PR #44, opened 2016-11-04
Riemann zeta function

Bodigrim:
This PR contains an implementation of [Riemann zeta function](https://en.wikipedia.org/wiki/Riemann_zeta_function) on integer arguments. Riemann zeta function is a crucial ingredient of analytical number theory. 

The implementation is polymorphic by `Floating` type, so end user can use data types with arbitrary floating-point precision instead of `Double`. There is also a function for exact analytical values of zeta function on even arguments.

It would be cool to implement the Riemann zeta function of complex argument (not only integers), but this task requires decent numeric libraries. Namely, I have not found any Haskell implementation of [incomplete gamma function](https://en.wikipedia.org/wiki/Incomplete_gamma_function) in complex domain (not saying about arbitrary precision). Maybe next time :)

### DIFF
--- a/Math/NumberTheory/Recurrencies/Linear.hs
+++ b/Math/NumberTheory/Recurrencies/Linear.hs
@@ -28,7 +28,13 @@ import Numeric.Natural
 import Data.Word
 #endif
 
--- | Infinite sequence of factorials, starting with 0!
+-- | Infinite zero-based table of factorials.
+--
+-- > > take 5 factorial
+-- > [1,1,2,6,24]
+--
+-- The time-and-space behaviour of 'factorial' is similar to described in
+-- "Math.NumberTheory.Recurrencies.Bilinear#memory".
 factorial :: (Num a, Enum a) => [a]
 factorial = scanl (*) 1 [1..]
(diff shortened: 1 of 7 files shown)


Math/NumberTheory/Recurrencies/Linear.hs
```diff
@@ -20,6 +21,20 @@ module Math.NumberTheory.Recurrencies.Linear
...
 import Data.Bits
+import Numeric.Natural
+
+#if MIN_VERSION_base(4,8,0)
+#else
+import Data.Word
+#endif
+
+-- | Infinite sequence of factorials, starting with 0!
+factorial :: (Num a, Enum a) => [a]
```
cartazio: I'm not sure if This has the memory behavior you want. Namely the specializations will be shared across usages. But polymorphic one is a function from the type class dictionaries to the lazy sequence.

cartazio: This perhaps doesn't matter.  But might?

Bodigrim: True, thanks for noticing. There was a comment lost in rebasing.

───

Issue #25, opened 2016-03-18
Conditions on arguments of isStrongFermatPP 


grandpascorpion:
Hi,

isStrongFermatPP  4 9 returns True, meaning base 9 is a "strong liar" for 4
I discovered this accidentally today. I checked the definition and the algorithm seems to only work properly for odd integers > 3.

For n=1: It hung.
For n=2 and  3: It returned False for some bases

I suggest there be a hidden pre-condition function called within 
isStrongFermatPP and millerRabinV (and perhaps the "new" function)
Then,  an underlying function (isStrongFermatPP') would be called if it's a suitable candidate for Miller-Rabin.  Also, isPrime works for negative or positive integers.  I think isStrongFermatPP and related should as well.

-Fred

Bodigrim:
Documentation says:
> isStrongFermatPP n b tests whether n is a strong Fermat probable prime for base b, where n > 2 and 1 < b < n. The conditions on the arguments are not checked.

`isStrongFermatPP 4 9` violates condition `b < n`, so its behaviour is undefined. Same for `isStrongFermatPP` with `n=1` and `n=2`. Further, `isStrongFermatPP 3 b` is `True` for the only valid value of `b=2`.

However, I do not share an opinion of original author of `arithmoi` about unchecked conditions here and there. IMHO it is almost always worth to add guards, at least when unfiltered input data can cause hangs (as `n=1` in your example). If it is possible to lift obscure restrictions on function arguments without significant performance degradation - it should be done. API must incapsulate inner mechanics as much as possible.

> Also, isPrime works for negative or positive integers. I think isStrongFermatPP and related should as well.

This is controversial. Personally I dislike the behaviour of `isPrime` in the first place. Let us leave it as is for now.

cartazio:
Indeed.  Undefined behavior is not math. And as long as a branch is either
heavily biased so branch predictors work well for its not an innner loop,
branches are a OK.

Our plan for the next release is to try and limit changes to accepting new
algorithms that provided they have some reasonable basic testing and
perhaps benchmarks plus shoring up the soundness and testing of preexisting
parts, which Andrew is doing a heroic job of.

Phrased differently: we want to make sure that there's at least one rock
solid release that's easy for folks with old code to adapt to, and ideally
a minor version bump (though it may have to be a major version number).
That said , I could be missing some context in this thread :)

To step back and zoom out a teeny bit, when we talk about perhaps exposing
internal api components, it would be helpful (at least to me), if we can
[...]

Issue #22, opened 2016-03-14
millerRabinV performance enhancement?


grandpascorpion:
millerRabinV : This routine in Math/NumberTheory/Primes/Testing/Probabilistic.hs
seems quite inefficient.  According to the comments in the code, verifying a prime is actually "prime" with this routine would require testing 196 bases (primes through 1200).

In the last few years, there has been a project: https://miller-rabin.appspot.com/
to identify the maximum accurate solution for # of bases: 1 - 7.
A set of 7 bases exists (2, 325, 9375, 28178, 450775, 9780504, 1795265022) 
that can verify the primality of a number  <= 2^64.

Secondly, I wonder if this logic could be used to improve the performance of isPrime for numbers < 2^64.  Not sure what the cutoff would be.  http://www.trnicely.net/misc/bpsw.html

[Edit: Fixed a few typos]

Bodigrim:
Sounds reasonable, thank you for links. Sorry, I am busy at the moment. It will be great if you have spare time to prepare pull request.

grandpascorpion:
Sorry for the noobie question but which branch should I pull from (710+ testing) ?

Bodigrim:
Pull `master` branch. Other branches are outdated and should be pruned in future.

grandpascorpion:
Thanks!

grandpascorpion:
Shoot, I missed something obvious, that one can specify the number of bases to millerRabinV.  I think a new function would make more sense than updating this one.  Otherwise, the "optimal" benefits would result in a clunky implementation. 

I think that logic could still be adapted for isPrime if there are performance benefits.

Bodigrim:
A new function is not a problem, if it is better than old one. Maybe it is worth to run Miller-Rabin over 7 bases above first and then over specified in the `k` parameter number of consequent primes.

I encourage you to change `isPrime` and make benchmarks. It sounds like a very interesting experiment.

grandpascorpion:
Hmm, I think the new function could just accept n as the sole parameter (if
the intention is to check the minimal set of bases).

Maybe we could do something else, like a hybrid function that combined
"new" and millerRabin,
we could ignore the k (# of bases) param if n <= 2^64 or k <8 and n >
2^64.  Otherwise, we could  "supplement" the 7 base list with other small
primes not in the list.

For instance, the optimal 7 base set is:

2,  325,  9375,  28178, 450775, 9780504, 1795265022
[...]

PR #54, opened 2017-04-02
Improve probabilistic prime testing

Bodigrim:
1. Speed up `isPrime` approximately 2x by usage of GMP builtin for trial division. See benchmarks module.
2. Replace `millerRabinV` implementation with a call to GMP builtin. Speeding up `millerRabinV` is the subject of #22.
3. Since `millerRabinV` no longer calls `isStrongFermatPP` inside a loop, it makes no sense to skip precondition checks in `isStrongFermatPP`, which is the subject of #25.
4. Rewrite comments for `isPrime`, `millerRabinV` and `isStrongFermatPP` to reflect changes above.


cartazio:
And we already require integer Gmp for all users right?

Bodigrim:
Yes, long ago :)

───

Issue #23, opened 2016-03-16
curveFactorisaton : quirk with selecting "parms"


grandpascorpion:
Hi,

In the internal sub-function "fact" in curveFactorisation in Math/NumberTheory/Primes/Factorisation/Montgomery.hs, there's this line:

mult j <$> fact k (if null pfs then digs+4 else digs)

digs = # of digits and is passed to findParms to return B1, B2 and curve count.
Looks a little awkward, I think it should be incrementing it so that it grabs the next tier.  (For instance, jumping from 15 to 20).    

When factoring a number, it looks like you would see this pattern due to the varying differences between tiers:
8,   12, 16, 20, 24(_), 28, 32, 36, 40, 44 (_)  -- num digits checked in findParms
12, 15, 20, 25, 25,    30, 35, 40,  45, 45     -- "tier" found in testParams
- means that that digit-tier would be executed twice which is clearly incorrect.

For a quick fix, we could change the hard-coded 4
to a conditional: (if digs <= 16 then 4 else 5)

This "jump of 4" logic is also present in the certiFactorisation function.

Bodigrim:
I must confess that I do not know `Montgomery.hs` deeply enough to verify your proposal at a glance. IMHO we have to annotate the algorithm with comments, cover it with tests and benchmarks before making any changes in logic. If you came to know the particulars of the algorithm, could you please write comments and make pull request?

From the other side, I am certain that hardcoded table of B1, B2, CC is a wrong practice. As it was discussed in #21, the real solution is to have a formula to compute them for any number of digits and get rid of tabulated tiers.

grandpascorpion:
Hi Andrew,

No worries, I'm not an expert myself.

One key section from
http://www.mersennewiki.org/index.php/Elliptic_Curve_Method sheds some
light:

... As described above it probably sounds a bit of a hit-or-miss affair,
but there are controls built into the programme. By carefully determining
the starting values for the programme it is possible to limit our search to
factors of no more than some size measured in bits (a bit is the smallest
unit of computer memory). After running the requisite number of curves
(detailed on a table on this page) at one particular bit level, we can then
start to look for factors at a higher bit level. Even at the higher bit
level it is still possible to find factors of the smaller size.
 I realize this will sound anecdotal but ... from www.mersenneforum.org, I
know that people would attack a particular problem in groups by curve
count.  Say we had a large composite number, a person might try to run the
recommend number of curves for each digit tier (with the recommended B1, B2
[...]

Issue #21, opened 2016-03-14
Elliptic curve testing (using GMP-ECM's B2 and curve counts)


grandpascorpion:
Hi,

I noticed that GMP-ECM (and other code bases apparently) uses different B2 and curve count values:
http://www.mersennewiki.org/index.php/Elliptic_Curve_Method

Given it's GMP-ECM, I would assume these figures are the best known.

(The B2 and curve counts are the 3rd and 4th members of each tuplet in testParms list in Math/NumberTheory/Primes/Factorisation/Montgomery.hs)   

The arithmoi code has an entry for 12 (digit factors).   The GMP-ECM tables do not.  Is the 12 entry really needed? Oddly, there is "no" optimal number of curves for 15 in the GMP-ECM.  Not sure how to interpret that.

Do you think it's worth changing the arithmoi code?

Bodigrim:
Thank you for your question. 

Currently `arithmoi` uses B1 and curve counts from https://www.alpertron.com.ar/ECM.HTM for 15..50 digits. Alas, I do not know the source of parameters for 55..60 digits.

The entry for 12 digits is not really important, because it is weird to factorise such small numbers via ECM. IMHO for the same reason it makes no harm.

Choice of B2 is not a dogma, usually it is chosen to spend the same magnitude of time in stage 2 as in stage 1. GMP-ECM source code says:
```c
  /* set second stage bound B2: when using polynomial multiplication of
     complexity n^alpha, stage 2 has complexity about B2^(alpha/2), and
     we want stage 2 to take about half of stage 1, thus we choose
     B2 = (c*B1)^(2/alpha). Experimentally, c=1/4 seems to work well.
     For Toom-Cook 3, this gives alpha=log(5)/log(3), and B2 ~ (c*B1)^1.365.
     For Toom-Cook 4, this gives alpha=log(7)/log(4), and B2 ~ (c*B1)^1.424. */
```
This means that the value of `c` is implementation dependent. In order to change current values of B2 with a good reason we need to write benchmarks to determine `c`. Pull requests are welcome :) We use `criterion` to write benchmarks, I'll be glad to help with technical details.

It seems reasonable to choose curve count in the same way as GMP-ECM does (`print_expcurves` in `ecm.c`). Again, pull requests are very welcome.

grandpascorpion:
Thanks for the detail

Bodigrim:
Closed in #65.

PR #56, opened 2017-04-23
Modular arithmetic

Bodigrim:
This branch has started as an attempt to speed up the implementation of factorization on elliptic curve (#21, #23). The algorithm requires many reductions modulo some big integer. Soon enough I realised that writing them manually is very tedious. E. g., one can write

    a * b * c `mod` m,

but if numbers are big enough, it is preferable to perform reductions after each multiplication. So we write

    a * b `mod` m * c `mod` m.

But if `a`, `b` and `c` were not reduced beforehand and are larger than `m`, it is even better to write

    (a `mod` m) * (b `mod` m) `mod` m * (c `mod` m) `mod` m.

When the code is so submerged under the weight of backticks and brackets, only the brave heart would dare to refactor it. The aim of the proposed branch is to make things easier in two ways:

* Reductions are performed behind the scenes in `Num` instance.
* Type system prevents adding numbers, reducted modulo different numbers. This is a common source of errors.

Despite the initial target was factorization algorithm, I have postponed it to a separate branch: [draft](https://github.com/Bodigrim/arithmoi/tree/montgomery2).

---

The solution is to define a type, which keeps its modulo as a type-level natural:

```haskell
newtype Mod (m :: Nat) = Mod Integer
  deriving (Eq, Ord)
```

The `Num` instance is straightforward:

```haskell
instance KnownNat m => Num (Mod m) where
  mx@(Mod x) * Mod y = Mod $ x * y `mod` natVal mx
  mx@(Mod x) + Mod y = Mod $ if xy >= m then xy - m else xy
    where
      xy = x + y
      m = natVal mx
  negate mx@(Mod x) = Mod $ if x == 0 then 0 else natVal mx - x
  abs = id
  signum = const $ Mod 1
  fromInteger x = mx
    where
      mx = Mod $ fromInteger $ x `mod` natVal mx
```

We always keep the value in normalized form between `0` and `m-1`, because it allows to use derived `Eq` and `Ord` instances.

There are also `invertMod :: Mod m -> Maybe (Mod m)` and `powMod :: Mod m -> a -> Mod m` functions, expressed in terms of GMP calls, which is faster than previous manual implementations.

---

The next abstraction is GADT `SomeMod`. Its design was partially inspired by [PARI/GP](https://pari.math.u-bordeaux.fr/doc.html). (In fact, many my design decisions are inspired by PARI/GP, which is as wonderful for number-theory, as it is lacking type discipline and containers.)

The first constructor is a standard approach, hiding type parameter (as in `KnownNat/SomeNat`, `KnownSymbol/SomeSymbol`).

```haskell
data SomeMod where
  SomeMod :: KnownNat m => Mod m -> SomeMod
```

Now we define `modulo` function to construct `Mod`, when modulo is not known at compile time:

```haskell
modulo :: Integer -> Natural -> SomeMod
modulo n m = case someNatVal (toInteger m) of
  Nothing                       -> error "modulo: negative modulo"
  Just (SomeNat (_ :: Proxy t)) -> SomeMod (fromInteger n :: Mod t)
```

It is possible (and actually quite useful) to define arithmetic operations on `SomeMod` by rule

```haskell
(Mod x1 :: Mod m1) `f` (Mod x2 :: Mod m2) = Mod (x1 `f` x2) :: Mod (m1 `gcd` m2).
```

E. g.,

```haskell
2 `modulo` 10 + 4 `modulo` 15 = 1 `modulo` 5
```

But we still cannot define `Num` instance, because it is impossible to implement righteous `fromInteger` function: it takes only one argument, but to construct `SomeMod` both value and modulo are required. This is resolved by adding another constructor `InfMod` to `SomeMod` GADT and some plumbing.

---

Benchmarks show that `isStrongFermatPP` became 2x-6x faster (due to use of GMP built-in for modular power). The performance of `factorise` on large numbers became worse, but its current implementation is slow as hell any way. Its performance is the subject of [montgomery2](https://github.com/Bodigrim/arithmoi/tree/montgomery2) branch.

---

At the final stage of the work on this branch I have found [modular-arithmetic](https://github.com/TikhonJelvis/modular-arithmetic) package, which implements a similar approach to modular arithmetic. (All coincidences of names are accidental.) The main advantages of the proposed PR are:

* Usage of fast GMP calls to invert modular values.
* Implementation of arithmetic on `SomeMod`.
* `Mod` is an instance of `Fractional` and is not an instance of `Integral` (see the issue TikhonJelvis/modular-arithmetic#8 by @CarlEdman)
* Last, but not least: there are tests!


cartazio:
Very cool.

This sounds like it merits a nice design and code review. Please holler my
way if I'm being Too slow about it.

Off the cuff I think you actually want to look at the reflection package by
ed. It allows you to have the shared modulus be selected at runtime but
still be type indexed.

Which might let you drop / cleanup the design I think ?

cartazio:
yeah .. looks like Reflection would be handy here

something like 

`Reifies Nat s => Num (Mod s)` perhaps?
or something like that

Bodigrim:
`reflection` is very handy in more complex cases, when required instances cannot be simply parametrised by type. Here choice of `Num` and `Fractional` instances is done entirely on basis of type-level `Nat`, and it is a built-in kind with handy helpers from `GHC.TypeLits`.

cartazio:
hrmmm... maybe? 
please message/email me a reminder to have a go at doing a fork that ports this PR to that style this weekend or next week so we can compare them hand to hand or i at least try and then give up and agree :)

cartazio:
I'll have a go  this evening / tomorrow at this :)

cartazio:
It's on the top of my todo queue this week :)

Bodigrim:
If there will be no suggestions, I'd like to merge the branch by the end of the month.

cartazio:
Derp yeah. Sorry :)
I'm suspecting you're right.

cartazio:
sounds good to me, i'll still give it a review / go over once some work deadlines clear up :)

───

Task to carry out — Return only the lines between the one holding "but there are" and the one holding "unit of computer", inclusive, exactly as they appear above.

Task output —
but there are controls built into the programme. By carefully determining
the starting values for the programme it is possible to limit our search to
factors of no more than some size measured in bits (a bit is the smallest
unit of computer memory). After running the requisite number of curves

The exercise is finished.